PROMPT | Only the lines from the line containing "This change improves" to the end of the records, both included, belong in the answer, copied exactly.

--*--

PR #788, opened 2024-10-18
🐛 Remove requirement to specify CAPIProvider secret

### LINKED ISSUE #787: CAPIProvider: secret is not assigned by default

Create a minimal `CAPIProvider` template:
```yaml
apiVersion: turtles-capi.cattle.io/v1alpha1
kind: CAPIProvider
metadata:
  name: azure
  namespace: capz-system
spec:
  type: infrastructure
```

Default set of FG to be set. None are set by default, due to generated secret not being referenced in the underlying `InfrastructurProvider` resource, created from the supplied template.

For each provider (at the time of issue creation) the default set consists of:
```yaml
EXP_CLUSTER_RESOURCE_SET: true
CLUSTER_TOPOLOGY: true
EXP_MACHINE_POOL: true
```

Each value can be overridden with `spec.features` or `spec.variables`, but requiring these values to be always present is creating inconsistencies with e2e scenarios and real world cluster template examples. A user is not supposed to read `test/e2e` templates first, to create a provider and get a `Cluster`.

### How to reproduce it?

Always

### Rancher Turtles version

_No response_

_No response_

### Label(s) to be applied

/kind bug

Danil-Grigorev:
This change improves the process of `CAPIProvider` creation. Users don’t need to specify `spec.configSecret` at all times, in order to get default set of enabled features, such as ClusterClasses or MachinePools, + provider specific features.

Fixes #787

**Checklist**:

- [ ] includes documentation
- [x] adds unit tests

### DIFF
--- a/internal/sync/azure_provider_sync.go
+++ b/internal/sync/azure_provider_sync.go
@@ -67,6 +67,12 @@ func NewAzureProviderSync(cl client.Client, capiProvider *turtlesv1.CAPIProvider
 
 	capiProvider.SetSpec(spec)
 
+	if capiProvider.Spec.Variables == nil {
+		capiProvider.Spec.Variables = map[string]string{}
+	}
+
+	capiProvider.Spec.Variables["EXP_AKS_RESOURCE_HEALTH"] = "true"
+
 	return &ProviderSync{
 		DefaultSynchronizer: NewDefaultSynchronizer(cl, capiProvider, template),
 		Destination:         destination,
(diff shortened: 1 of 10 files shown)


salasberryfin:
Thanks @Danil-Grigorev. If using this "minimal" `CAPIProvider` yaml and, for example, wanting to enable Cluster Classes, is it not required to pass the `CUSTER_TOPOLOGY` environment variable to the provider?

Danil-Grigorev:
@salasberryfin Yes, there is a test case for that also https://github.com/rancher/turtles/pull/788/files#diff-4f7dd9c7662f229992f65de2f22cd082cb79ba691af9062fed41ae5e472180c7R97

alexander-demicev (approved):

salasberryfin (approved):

--*--

PROBLEM SOLUTION |
This change improves the process of `CAPIProvider` creation. Users don’t need to specify `spec.configSecret` at all times, in order to get default set of enabled features, such as ClusterClasses or MachinePools, + provider specific features.

Fixes #787

**Checklist**:

- [ ] includes documentation
- [x] adds unit tests

### DIFF
--- a/internal/sync/azure_provider_sync.go
+++ b/internal/sync/azure_provider_sync.go
@@ -67,6 +67,12 @@ func NewAzureProviderSync(cl client.Client, capiProvider *turtlesv1.CAPIProvider
 
 	capiProvider.SetSpec(spec)
 
+	if capiProvider.Spec.Variables == nil {
+		capiProvider.Spec.Variables = map[string]string{}
+	}
+
+	capiProvider.Spec.Variables["EXP_AKS_RESOURCE_HEALTH"] = "true"
+
 	return &ProviderSync{
 		DefaultSynchronizer: NewDefaultSynchronizer(cl, capiProvider, template),
 		Destination:         destination,
(diff shortened: 1 of 10 files shown)


salasberryfin:
Thanks @Danil-Grigorev. If using this "minimal" `CAPIProvider` yaml and, for example, wanting to enable Cluster Classes, is it not required to pass the `CUSTER_TOPOLOGY` environment variable to the provider?

Danil-Grigorev:
@salasberryfin Yes, there is a test case for that also https://github.com/rancher/turtles/pull/788/files#diff-4f7dd9c7662f229992f65de2f22cd082cb79ba691af9062fed41ae5e472180c7R97

alexander-demicev (approved):

salasberryfin (approved):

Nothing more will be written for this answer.